Несколько дней ему страшно. Ночами, когда он лежит без сна и вокруг только безмолвие, когда он истово прислушивается к малейшему звуку в этих дебрях тишины, спасительное журчание воды в кране, чьи-нибудь шаги, шепот из-за стенки, в палате соседа, — лишь бы ухватиться хоть за что-то, за любую соломинку, доказывающую, что жизнь еще идет и что это всего лишь ночь и завтра утром ты благополучно проснешься снова.
Роберт привез из Вены кулек черешен — первое предвестье настоящего лета. Уже середина мая, он целую вечность не был на улице, лишь от случая к случаю выползает на балкон, и то все реже. Но глотать более или менее получается, под строгим взглядом Доры он ест, она следит и за тем, чтобы он вовремя, не позже девяти, половины десятого, ложился спать. Часто она еще и в полночь к нему заглядывает и, если он не спит, садится рядом, потому что так, в темноте, многое бывает легче сказать, о том, как ему страшно, и как он жалеет, что отцу ее написал, но он не мог иначе, и потом опять — как ему страшно. Когда она его целует, становится ненадолго легче, он тогда забывает, где он и кто, тогда все почти так же, как прошлым летом. Разве не чудо, что она здесь, с ним? Что она живет независимо от него, даже сейчас, вот в эту минуту? Что она дышит, что ее сердце бьется? Что вообще есть еще бьющиеся сердца?

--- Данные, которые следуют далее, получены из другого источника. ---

PR #666, opened 2020-11-09
fixed typo in reading ERROR_REPORTING_ENABLED config flag value

itscalvinwang:
Description: fixed typo that prevented read of ERROR_REPORTING_ENABLED flag in `cost-analyzer-deployment-template.yaml` from `cost-analyzer/values.yaml`

### DIFF
--- a/cost-analyzer/templates/cost-analyzer-deployment-template.yaml
+++ b/cost-analyzer/templates/cost-analyzer-deployment-template.yaml
@@ -359,7 +359,7 @@ spec:
             - name: PRODUCT_ANALYTICS_ENABLED
               value: {{ (quote .Values.reporting.productAnalytics ) | default (quote true) }}
             - name: ERROR_REPORTING_ENABLED
-              value: {{ (quote .Values.reporting.errorReprting ) | default (quote true) }}
+              value: {{ (quote .Values.reporting.errorReporting ) | default (quote true) }}
             - name: VALUES_REPORTING_ENABLED
               value: {{ (quote .Values.reporting.valuesReporting) | default (quote true) }}
             {{- if .Values.reporting.errorReporting }}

С тем, что он не пишет, он уже мало-помалу свыкся. Тем больше радость, когда Дора приносит конверт с первыми корректурами и он своими глазами может убедиться, что знавал и иные времена. Никогда он не был особенно ретив, но все-таки кое-что сделал, есть вот эти истории, его имя на титульном листе, конечно, это еще не книга, в руку не возьмешь, но есть стопка печатных страниц, красивый шрифт, не такой крупный, как в «Сельском враче». Поначалу он не столько правит, сколько просто читает, «Голо-даря», со слезами на глазах. Сейчас смог бы он так? Полусидя в кровати, он читает, надеясь, что никто ему не помешает, ведь время от времени заглядывает врач-ассистент, и от него так просто не отделаешься. Больше часа он остается совсем один. Есть время, есть о чем вспомнить, он иногда откладывает листы в сторонку и наслаждается тем, что снова может хоть немного поработать, и на завтра, как ни трудно в это поверить, у него тоже еще работа останется.